[Data to examine Boundary: Start]

PR #1981, opened 2021-12-03
PICARD-2351: Fix system language detection on Windows

phw:
# Summary

* This is a…
  * [x] Bug fix
  * [ ] Feature addition
  * [ ] Refactoring
  * [ ] Other

# Problem

* JIRA ticket (_optional_): PICARD-2351

System language detection for Windows broke in Picard 2.7.0b3 with https://github.com/metabrainz/picard/commit/0816eb61bfac1928611ce3b8c29b23479929560f

# Solution

It turns out that the call to `locale.setlocale(locale.LC_ALL, current_locale)` on Windows did not work most of the time because of the encoding. E.g. on a German Windows 11 the locale we used was `de_DE.cp1252`, but passing this to `locale.setlocale`  raises an `locale.Error`  with "unsupported locale setting".

So let's just set the locale based on the language alone, only `de_DE`.

The reason why language selection worked anyway is because prior to 0816eb61bfac1928611ce3b8c29b23479929560f we set the `de_DE.cp1252` in `os.environ['LANGUAGE']` and `os.environ['LANG']` anyway, and that at least made gettext load the proper language.

# Action

### DIFF
--- a/picard/i18n.py
+++ b/picard/i18n.py
@@ -44,9 +44,7 @@ if IS_WIN:
     def _init_default_locale():
         try:
             current_locale = locale.windows_locale[windll.kernel32.GetUserDefaultUILanguage()]
-            current_locale += '.' + locale.getpreferredencoding()
-            locale.setlocale(locale.LC_ALL, current_locale)
-            return current_locale
+            return locale.setlocale(locale.LC_ALL, current_locale)
         except KeyError:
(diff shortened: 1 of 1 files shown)


zas (approved):

phw:
I also explicitly tested this on Linux and macOS. The code paths there were not affected and system language detection works on those platforms.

[Data to examine Boundary: End]

▶ **Exercise objective**
Between the first line of the entries above and the line with "ticket (_optional_): PICARD-2351", both included, copy every line exactly and nothing outside that range.

▶ **Output of the task**
PR #1981, opened 2021-12-03
PICARD-2351: Fix system language detection on Windows

phw:
# Summary

* This is a…
  * [x] Bug fix
  * [ ] Feature addition
  * [ ] Refactoring
  * [ ] Other

# Problem

* JIRA ticket (_optional_): PICARD-2351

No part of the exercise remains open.